We allege that Google has used anticompetitive, exclusionary, and unlawful conduct to eliminate or severely diminish any threat to its dominance over digital advertising technologies.
These technologies, which are known as “ad tech,” automate advertising sales by website publishers to online advertisers.
When an internet user opens a webpage that has ad space to sell, ad tech tools almost instantly match the website publisher with an advertiser looking to promote its products or services to the website’s user.
This product and process typically involves the use of an automated advertising exchange.
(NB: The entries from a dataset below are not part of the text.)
PR #1110, opened 2026-07-20
Handle references to files with parentheses in the name in conversion to avoid 404

holly-cummins:
Roq's static file handler silently renames files with parentheses (e.g. `{@code content(1)}` becomes `{@code content-1})` during the build, but does not update HTML references, so images 404 at runtime.

This class fixes the source files before the build: it renames files to replace parentheses with dashes and updates all {@code .html} files in the same tree.

I wasn't totally sure if this is something that would be useful outside conversion, since any project could have this issue. But it seems too heavy to add elsewhere.

Btw, I know all these `*Command`s are getting excessive. Once everything is in main I will rewrite `roq-it-jekyll` to use/be a java orchestrator, but I don't want to do that refactoring until I have a working version in main. My branch and file and PR management is getting too complex as it is without adding a refactor on top.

This exchange runs a high-speed auction designed to identify the best match between a publisher selling internet ad space and advertisers looking to buy it.
As alleged in our complaint, for 15 years, Google has pursued a course of anticompetitive conduct that has allowed it to halt the rise of rival technologies, manipulate auction mechanics to insulate itself from competition, and force advertisers and publishers to use its tools.
In so doing, Google has engaged in exclusionary conduct to severely weaken, if not destroy, competition in the ad tech industry.
As detailed in our complaint, we allege that Google’s anticompetitive conduct extends to three significant elements of the digital ad buying process.
First, Google controls the technology used by nearly every major website publisher to offer advertising space for sale.
Second, Google controls the leading tool used by advertisers to buy that advertising space.
And, third, Google controls the largest ad exchange that matches publishers and advertisers together each time that ad space is sold.
As a result of this scheme, website creators earn less, and advertisers pay more. That means fewer publishers are able to offer internet users content without subscriptions, paywalls, or other forms of monetization.
Our complaint alleges that Google has violated Section 2 of the Sherman Antitrust Act by:
Monopolizing the market for the technology used by publishers to offer ads on their websites;
Monopolizing or attempting to monopolize the ad exchange market; and
Monopolizing the market for the ad network technology advertisers use to buy digital advertising space.
Our complaint also alleges that Google has unlawfully tied its ad exchange and its publisher ad server, in violation of Sections 1 and 2 of the Sherman Act. And finally, we allege that the United States, as an advertiser, has incurred damages by reason of Google’s violations of the antitrust laws.
In addition to declaratory relief, our complaint seeks damages and the divestiture of certain Google ad tech products. It also seeks an injunction preventing Google from continuing to engage in the anticompetitive practices described in the complaint, and any other practices with the same purpose and effect as the challenged practices.
I am grateful to Assistant Attorney General Jonathan Kanter, Principal Deputy Assistant Attorney General Doha Mekki, and the attorneys and staff of the Antitrust Division for their tireless work on this case.
Monopolies threaten the free and fair markets upon which our economy is based. They stifle innovation, they hurt producers and workers, and they increase costs for consumers.
Today’s complaint is only the latest example of the Department’s work to challenge antitrust violations that undermine competition and harm the American people.
No matter the industry and no matter the company, the Justice Department will vigorously enforce our antitrust laws. We will aggressively protect consumers, safeguard competition, and work to ensure economic fairness and opportunity for all.
I will now turn the podium over to Associate Attorney General Vanita Gupta.